Seldom does a fashion designer achieve the status of avant-garde artist. Elsa Schiaparelli, an Italian-born designer who held sway over the worlds of fashion and art in the 1920s and ’30s in Paris, is one such woman. Her work is being exhibited in her first major retrospective at the Philadelphia Museum of Art through Jan. 4.

The major difference in this show is that it is neither fashion nor art. It is, in fact, objects that are so compelling that one is forced to consider them art. This is altogether different from artists creating "wearable art."

Museum officials are calling "Shocking! The Art and Fashion of Elsa Schiaparelli" a display of the person who "fueled the artistic dialogue of the avant-garde in Paris but also extended its creative impulses to include fashion, infusing a sense of the marvelous into everyday life in ways that transformed the image of womanhood in the 20th century." Strong words, indeed.

Museum director Anne d’Harnoncourt puts an even sharper point on the exhibition: "We could compare Elsa Schiaparelli to the painters Georgia O’Keeffe and Frida Kahlo as one of the important artists of the last century who broke important boundaries for women.

"For Schiaparelli, fashion design was the ultimate art form and through the most improbable leaps of her imagination, she became an astonishing innovator whose brilliance and impact can at last be fully understood in terms of the art and culture of her times."

The exhibit is the creation of Dilys Blum, the museum’s curator of costumes and textiles, who organized the show and wrote the book that accompanies it. She was able to draw from the museum’s own collection and loans from private and public collections around the world. There are more than 200 works, including examples from all phases of Schiaparelli’s career.

The designer was born in Rome in 1890 into a family of intellectuals who exposed her to the arts and literature.
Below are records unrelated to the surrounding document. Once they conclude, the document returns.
PR #152, opened 2020-01-25
Use a type alias for FirstByte instead of boxing

udoprog:
While rust-lang/rust#64445 is still a thing, we can use a type alias in a different way to make it work temporarily.


jonhoo:
Ah, that's a great solution, thank you!

PR #169, opened 2020-09-03
Fix link to controller was broken with directory changes

ptravers:
Not totally sure if this is the same as the original linked code. But it seemed the most similar of the code I could see.


ms705:
Thanks for this! The fix for `data.rs` looks good, but the equivalent path to `inner.rs` is now `server/src/controller/inner.rs`.

ptravers:
@ms705 ah cool! will fix that now!

ptravers:
Should I rewrite that part of the README given the code is no longer in the noria crate? I would propose moving that line including the `controller/inner.rs` to the server section of the README.

ms705:
Thanks! The README is fine as-is, since it refers to the client _invoking_ controller RPCs.

PR #170, opened 2020-11-28
Fix a couple unnecessary mutable warns

glittershark:
Fix a couple "variable does not need to be mutable" warnings by dropping
a couple `mut`s


ms705:
Thank you! :+1:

She studied painting and poetry before her marriage to theosophist Wilhelm Went de Kerlor in 1914. That marriage broke up in New York, at least partially due to Kerlor’s affair with dancer Isadora Duncan.
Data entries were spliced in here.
PR #174, opened 2021-02-07
chore: use stable

Nonius:
I couldn't find any documentation why use the nightly compiler
but since it compiles and tests pass it might be nice to use stable.

### DIFF
--- a/.travis.yml
+++ b/.travis.yml
@@ -2,7 +2,7 @@ dist: trusty
 language: rust
 cache: false
 rust:
-  - nightly
+  - stable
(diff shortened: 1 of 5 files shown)


Nonius:
I think that the pipeline should pass if both this and #176 are merged.

Nonius:
I also wonder why does`cargo check --workspace --all-features --all-targets` works on my machine with `stable`.

Nonius:
Since I used `RUSTC_BOOTSTRAP=1` this request makes no sense.

PR #752, opened 2015-04-07
Only pick up project output files that exactly match assembly filename. Fixes #750

### LINKED ISSUE #750: An item with the same key has already been added: Project with a project dependency that shares the same assembly name prefix
We receive the following error when packing certain solutions:
```
Paket failed with:
        An item with the same key has already been added.
```
This can be reproduced minimally by packing the following solution:

* Project FooBar
    * Builds FooBar.dll
    * Has basic paket.template file (type is project, id is FooBar, description is "blah")
    * Has project dependency on FooBar.Utils (below)
* Project FooBar.Utils
    * Builds FooBar.Utils.dll
    * No paket.template file

We have debugged the latest code and believe this is because of a bug in the way output files are gathered for a project in PackageMetaData.fs, around line 155:
```
fi.Directory.GetFiles(fi.Name.Replace(fi.Extension,"") + ".*")
```
This will incorrectly pick up FooBar.Utils.dll as an output of project FooBar as it matches the wildcard expression 'FooBar.*'. We then add FooBar.Utils.dll again later to the files for this package as it is a project dependency.

The error we see is thrown when we try to create the zip package file and add the second FooBar.Utils.dll to the archive at the same path as the previous one. The error is thrown from line 206 of NupkgWriter.fs:
```
zipFile.AddFile(source, targetFileName.Replace(" ", "%20")) |> ignore
```
We would suggest that this problem will occur whenever a project with a paket.template file references another project and they share an assembly name prefix (FooBar. in this case).

The full error and stacktrace is below:
```
Paket failed with:
        An item with the same key has already been added.
StackTrace:
     at Microsoft.FSharp.Control.AsyncBuilderImpl.commit[a](Result`1 res)
   at Microsoft.FSharp.Control.CancellationTokenOps.RunSynchronously[a](CancellationToken token, FSharpAsync`1 computation, FSharpOption`1 timeout)
   at Microsoft.FSharp.Control.FSharpAsync.RunSynchronously[T](FSharpAsync`1 computation, FSharpOption`1 timeout, FSharpOption`1 cancellationToken)
   at Paket.PackageProcess.Pack(DependenciesFile dependencies, String packageOutputPath, FSharpOption`1 buildConfig, FSharpOption`1 version, FSharpOption`1 releaseNotes)
   at Paket.Program.clo@198-21.Invoke(ArgParseResults`1 results)
   at Paket.Program.processWithValidation[T](FSharpFunc`2 validateF, FSharpFunc`2 commandF, Command command, String[] args)
   at Paket.Program.processCommand@59-1.Invoke(Command command, String[] args)
   at <StartupCode$paket>.$Paket.Program.main@()
```

Ian2020:
Fix for #750. Ideally a unit test around this could be added but it's a bit beyond my F# skill at the moment. PackageProcessSpecs.fs looks like a likely spot to add something...

### DIFF
--- a/src/Paket.Core/PackageMetaData.fs
+++ b/src/Paket.Core/PackageMetaData.fs
@@ -159,8 +159,10 @@ let findDependencies (dependencies : DependenciesFile) config (template : Templa
 
         let additionalFiles =
             fi.Directory.GetFiles(fi.Name.Replace(fi.Extension,"") + ".*")
-            |> Array.filter (fun f -> [".xml"; ".dll"; ".exe"; ".pdb"; ".mdb"] |> List.exists ((=) (f.Extension.ToLower())))
-        
+            |> Array.filter (fun f -> 
+                let sameFileName = (Path.GetFileNameWithoutExtension f.Name) = (Path.GetFileNameWithoutExtension fi.Name)
+                let validExtension = [".xml"; ".dll"; ".exe"; ".pdb"; ".mdb"] |> List.exists ((=) (f.Extension.ToLower()))
+                sameFileName && validExtension)        
         additionalFiles
         |> Array.fold (fun template file -> addFile file.FullName targetDir template) template
     


forki:
thanks. please try 0.38.6

Ian2020:
Works for me, cheers!

PR #755, opened 2015-04-08
Fix for missing content using net4.5 zip

Vidarls:
The reason the project type template worked (`Paket.Core`) and the file type template (`Paket tool`) failed was that project type template yielded target paths (`lib/net45/`) with _trailing slash_. Trailing slashes from file type templates depends on template content.

For reasons beyond my understanding, treating the nupkg as a zip file had no issues, regardless of trailing slash, but nuget would fail to extract a package if trailing slash was not present.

As a single mother, Schiaparelli turned toward fashion design to make a living and in 1927, her famous hand-knitted sweaters were featured in Vogue and she soon surpassed rival Coco Chanel. Those sweaters featured a fool-the-eye bow tie and were put together in such a way that they maintained their shape far better than other designs.
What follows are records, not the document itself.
Issue #759, opened 2015-04-08
Enterprise Paket: Build speed and target framework?


Thorium:
My current question is about converting an enterprise application to use Paket:
- Will Paket affect to the build speed? I have over 1000 csproj-files. I can measure if you don't know... But when I build in Visual Studio, Output-window says Paket is holding lock to some files and retry and then success...what is that?
- And target frameworks: it seems that paket adds many conditions to the .csproj-files even if csproj-files already have a specific targetframework. I didn't have NuGet in use in the current enterprise application (but the packages-folder where there), so I created a script that creates all the packages.configs (based on dll-refetences HintPaths) that paket's convert-from-nuget -parameter needs: https://gist.github.com/Thorium/c155e8404dedc7b5610b
But does paket use targetframework-attributes of the package.config file?

forki:
> But when I build in Visual Studio, Output-window says Paket is holding lock to some files and retry and then success...what is that?

VS tries to build in parallel. If you have VS restore enabled then one step of that build is to restore your packages. But we make sure that only 1 paket.exe is active at all times, since they compete to write into `packages` folder. Unfortunately there is no VS event which is called before all projects build.
The only way around this is a pre-script (we use FAKE) which calls paket restore.

> But does paket use targetframework-attributes of the package.config file?

AFAIK: no. /cc @theimowski 

If you want to reduce the number of frameworks, then you currently have to edit the paket.dependencies file manually.

theimowski:
nope, `convert-from-nuget` reads only the packaged id and version:
https://github.com/fsprojects/Paket/blob/master/src/Paket.Core/NugetConvert.fs#L48-L52

theimowski:
#609 is related

Thorium:
Some initial testing (with Core-i7/2.7GHz/16GB):
About 150 solutions having total about 1100 projects, and a bit over 80 external packages.
Packages are found from local hard drive (already restored).
Build-script is just msbuild calling to build those solutions.
Original build time (NuGet): 7-8 min
After running Paket convert-from-nuget, everything was ok.
But running the same build as earlier, new build time: about 13-14 min

I can't live with it, can I speed up building solutions somehow?

forki:
> Original build time (NuGet): 7-8 min
> But running the same build as earlier, new build time: about 13-14 min

but what are you doing? Why is paket called at all? you could disable restore during MSBuild.

Thorium:
[...]

Issue #609, opened 2015-02-16
Use framework constraint for paket.dependencies in convert-from-nuget


mausch:
Now that https://github.com/fsprojects/Paket/issues/574 works (thanks!) it would be great if Paket could insert framework constraints in paket.dependencies where appropriate when calling `convert-from-nuget`. 

Otherwise, a new user would still get the same error after `convert-from-nuget` until they figure out that they need to insert those constraints.

forki:
@theimowski what do you think?

theimowski:
can we read that from the packages.config? If so then that shouldn't be a big deal

PR #760, opened 2015-04-09
convert from nuget- read target framework from packages.config file -

theimowski:
references #609 #759 

Not sure if this is enough, couldn't find anywhere info re the `targetFramework` attribute possible values.
Tested on a simple `packages.config` with `net451` requirement

### DIFF
--- a/src/Paket.Core/NugetConvert.fs
+++ b/src/Paket.Core/NugetConvert.fs
@@ -222,7 +222,7 @@ let createPackageRequirement (packageName, version, restrictions) sources depend
        VersionRequirement = VersionRequirement(VersionRange.Exactly version, PreReleaseStatus.No)
        Sources = sources
        ResolverStrategy = ResolverStrategy.Max
-       Settings = { InstallSettings.Default with FrameworkRestrictions = restrictions } //Requirements.parseRestrictions
+       Settings = { InstallSettings.Default with FrameworkRestrictions = restrictions }
        Parent = PackageRequirementSource.DependenciesFile dependenciesFileName }
 
 let createDependenciesFileR (rootDirectory : DirectoryInfo) nugetEnv mode =
--- a/src/Paket.Core/NugetConvert.fs
+++ b/src/Paket.Core/NugetConvert.fs
@@ -44,10 +44,16 @@ type CredsMigrationMode =
 /// Represents type of NuGet packages.config file
 type NugetPackagesConfigType = ProjectLevel | SolutionLevel
 
+type NugetPackage = {
+    Id : string
+    Version : SemVerInfo
+    TargetFramework : string option
+}
+
 /// Represents NuGet packages.config file
 type NugetPackagesConfig = {
     File: FileInfo
-    Packages: (string*SemVerInfo) list
+    Packages: NugetPackage list
     Type: NugetPackagesConfigType
 }
     
@@ -176,7 +182,9 @@ module NugetEnv =
                 { File = file
                   Type = if file.Directory.Name = ".nuget" then SolutionLevel else ProjectLevel
                   Packages = [for node in doc.SelectNodes("//package") ->
-                                    node.Attributes.["id"].Value, node.Attributes.["version"].Value |> SemVer.Parse ]}
+                                    { Id = node.Attributes.["id"].Value
+                                      Version = node.Attributes.["version"].Value |> SemVer.Parse
+                                      TargetFramework = node |> getAttribute "targetFramework" } ]}
                 |> ok 
             with _ -> fail (NugetPackagesConfigParseError file)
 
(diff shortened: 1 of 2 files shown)


src/Paket.Core/NugetConvert.fs
```diff
@@ -209,12 +217,12 @@ module ConvertResultR =
...
           SolutionFiles = solutionFiles }
 
-let createPackageRequirement packageName version sources dependenciesFileName = 
+let createPackageRequirement (packageName, version, restrictions) sources dependenciesFileName = 
      { Name = PackageName packageName
        VersionRequirement = VersionRequirement(VersionRange.Exactly version, PreReleaseStatus.No)
        Sources = sources
        ResolverStrategy = ResolverStrategy.Max
-       Settings = InstallSettings.Default
+       Settings = { InstallSettings.Default with FrameworkRestrictions = restrictions } //Requirements.parseRestrictions
```
forki: what's about this comment?

theimowski: shouldn't be there, fixing

forki:
@Thorium interested in beta-testing this?

Thorium:
I'll test...

Thorium:
If you have multiple projects having package.config files, some of them use .Net 4.5, some Portal, some Silverlight, etc.
And you use technologies like Castle-IoC or Rx, that are used in many frameworks.
Now it just parses one of the frameworks and forgets other ones.
``
nuget Castle.Core 3.3.0 framework: sl50
``
This is wrong, I would say this is not ready yet.
But what should actually happen in multi-case?
a) remove the target totally
b) somehow include list of different targets
c) add multiple lines to paket.dependencies and paket.lock

forki:
I'm voting for a)

theimowski:
It forgets the others because it takes only the one with highest version of the package - there's a yellow warning when you have multiple versions for same package

Thorium:
I have same versions, but still:
c:\MyApp\UI\package.config:
    <package id="Rx-Core" version="2.2.5" targetFramework="sl50" />
c:\MyApp\Logics\package.config:
    <package id="Rx-Core" version="2.2.5" targetFramework="net451" />
result of c:\MyApp\paket.dependencies is:
    nuget Rx-Core 2.2.5 framework: sl50

theimowski:
Ok so Then in case of multiple different targetframework should we omit the framework restriction?

Thorium:
I also vote for a)
as it is simple and clear solution.

theimowski:
ok so here it comes, rebased on master - @Thorium is this acceptable now?

forki:
LGTM

Thorium:
Thanks Tomasz!

theimowski:
You're welcome! ;)

Thorium:
Ok, one more problem by this conflicts of nuget targetframework and the real TargetFrameworkVersion.

If I make a new C#-class library and add reference to for example NServiceBus.Log4Net, by-default Visual Studio will make packages.config have:

        <package id="NServiceBus.Log4Net" version="1.0.0" targetFramework="net45" userInstalled="true" />

Then if people update the .NET-version of their projects, by re-targetting to .NET 4.5.1, Visual Studio will modify the .csproj-file to have ``<TargetFrameworkVersion>v4.5.1</TargetFrameworkVersion>``  but the packages.config is not updated. The project still builds and works ok.

But now, if I convert to Paket, it seems to be ok, but the build will fail. And the reason is that Paket will add to .csproj-file only a condition:

        <When Condition="$(TargetFrameworkIdentifier) == '.NETFramework' And $(TargetFrameworkVersion) == 'v4.5'">

...which won't hit, because of the conflicting 4.5 vs 4.5.1.

How could these mismatches between csproj TargetFrameworkVersion and nuget targetFramework detected?

forki:
how is the paket.dependencies file for this case?
The idea is that if we have targetframework 4.5 then Paket should install >= 4.5
So the bug might be elsewhere

Thorium:
Generated paket.dependencies (Paket 0.40.0):

        source https://www.myget.org/F/particular
        
        nuget log4net 2.0.0 framework: net45
        nuget NServiceBus 5.0.0 framework: net45
        nuget NServiceBus.Log4Net 1.0.0 framework: net45

and paket.lock:

        NUGET
          remote: https://www.nuget.org/api/v2
          specs:
            log4net (2.0.0) - framework: net45
            NServiceBus (5.0.0) - framework: net45
            NServiceBus.Log4Net (1.0.0) - framework: net45
              NServiceBus (>= 5.0.0 < 6.0.0)
              log4net (>= 2.0.0 < 3.0.0)

forki:
we should generate `>= net45` as described in http://fsprojects.github.io/Paket/nuget-dependencies.html#Framework-restrictions

care to send a PR?

Thorium:
Actually, if we have restriction ">= net45" and ">= net451" then the later one containing the another should be enough. So minor version conflicts could be just merged. But "net45" and "net40-client" would be better to not be merged.

forki:
we already have a function which can do this. see https://github.com/fsprojects/Paket/blob/master/tests/Paket.Tests/DependencySetSpecs.fs#L28

Thorium:
Great, I was thinking of some kind of difficult folding, but I don't have to do it then!
Added PR #768.

PR #764, opened 2015-04-10
Better error message for missing paket.dependencies

TeaDrivenDev:
I created a new project, installed Paket via NuGet (it was even up!) and then wanted to install packages via `paket add nuget ....`, which resulted in the error

    Paket failed with:
        Could not find paket.dependencies

That just leaves me hanging, which is not very user friendly. I suppose there is a good reason why it doesn't simply create `paket.dependencies` when it can't find it, but it should at least tell me what I can/need to do about that.

I have updated the error message to mention `paket init`, so the user has a way to proceed.

### DIFF
--- a/src/Paket.Core/PublicAPI.fs
+++ b/src/Paket.Core/PublicAPI.fs
@@ -34,7 +34,7 @@ type Dependencies(dependenciesFileName: string) =
                 let parent = dir.Parent
                 if parent = null then
                     if withError then
-                        failwithf "Could not find %s" Constants.DependenciesFileName
+                        failwithf "Could not find '%s'. To use Paket with this solution, please run 'paket init' first." Constants.DependenciesFileName
                     else 
                         Constants.DependenciesFileName
                 else


forki:
very cool. Thanks.

isaacabraham:
Could it run the init command automatically if no dependencies file is found?

forki:
it probably could, but should show a warning.

@TeaDrivenDev interested?

theimowski:
not sure if that's a good idea - git follows similar pattern - no git command allowed in a dir untill `git init` is called

isaacabraham:
@theimowski yeah, that's true. I'm just thinking that probably 99% of the time people see that error, the very next thing they'll do is call ```paket init``` - so why not just do it for them.

theimowski:
still not convinced, one would invoke the `init` once per repo, shouldn't be such a pain. However, if you feel it's really necessary then go on

isaacabraham:
I'm not convinced either - that's why I said "could it" rather than "it should" :-)

PR #765, opened 2015-04-10
Implemented GetHashCode() for NugetDownloadStrategy.SemVer

TeaDrivenDev:
There was a warning in the build about `SemVer` overriding `Equals()`, but not `GetHashCode()`, which can be a bit irritating, so I asked ReSharper to provide an implementation.


forki:
:lollipop:

PR #768, opened 2015-04-10
Target framework: Added >= and made warnings more clear

Thorium:


src/Paket.Core/NugetConvert.fs
```diff
@@ -184,7 +184,8 @@ module NugetEnv =
                   Packages = [for node in doc.SelectNodes("//package") ->
                                     { Id = node.Attributes.["id"].Value
                                       Version = node.Attributes.["version"].Value |> SemVer.Parse
-                                      TargetFramework = node |> getAttribute "targetFramework" } ]}
+                                      TargetFramework = 
+                                        node |> getAttribute "targetFramework" |> Option.map (fun t -> ">= " + t) } ]}
```
theimowski: so this is actually the only change necessary? i.e. we don't need to call the `optimizeRestrictions` function?

Thorium: Yes. I think that the optimization happens later anyways. :-)

src/Paket.Core/NugetConvert.fs
```diff
@@ -228,21 +229,35 @@ let createPackageRequirement (packageName, version, restrictions) sources depend
...
-    
-    let allVersions =
+
+    let allVersionsById =
 
         nugetEnv.NugetProjectFiles
         |> Seq.collect (fun (_,c) -> c.Packages)
         |> Seq.groupBy (fun p -> p.Id)
+
+    let allVersionsByName =
```
theimowski: the `allVersionsByName` and `allVersionsById` are bit misleading, actually id = name for the packages. maybe we could just extract the set of all versions and set of all targetFramwork seperately?

src/Paket.Core/NugetConvert.fs
```diff
@@ -228,21 +229,35 @@ let createPackageRequirement (packageName, version, restrictions) sources depend
...
+                            name    
+                            (versions |> Seq.map string |> Seq.toList)    
+    let allVersions =
+        allVersionsById
         |> Seq.map (fun (name, packages) -> name, packages |> Seq.map (fun p -> p.Version, p.TargetFramework) |> Seq.distinct)
         |> Seq.sortBy (fun (name,_) -> name.ToLower())
     
     for (name, versions) in allVersions do
-        if Seq.length versions > 1 
+        let targets = versions |> Seq.choose(fun (p,target) -> target)
```
theimowski: how about here if we have say `[ "2.0", Some "net40" ; "2.1", Some "net40" ]` ? TargetFramework is the same but, the warning will be output anyways

Thorium: Yes, my problem was that when I get over a screen full of long warning messages not-in-line (because package name length in the begining varies) and containing something like ["1.2.10" Some(">= net45"); "1.2.10", Some(">= net40"); "2.0.0", Some(">= sl5")] then all the information of the more important matter (of version conflict) was hidden in the mess.

theimowski: What I meant is that in this specific case a warning will be displayed even though there is a single `targetFramework`. Regarding console log - yeah we can make it more readable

Her association with leading artists of the time crossed a number of media. Schiaparelli worked with Salvador Dali, Jean Cocteau, Albert Giacometti, Leonor Fini and Meret Oppenheim in designs for clothing, fabric, embroidery, jewelry and advertising. She used unconventional materials such as tree bark, glass-like fabrics, clip fastenings rather than buttons, and colorful plastic zippers designed to be seen, not concealed. It’s hardly surprising that the exhibit demonstrates how the Surrealists adapted Schiaparelli’s innovations.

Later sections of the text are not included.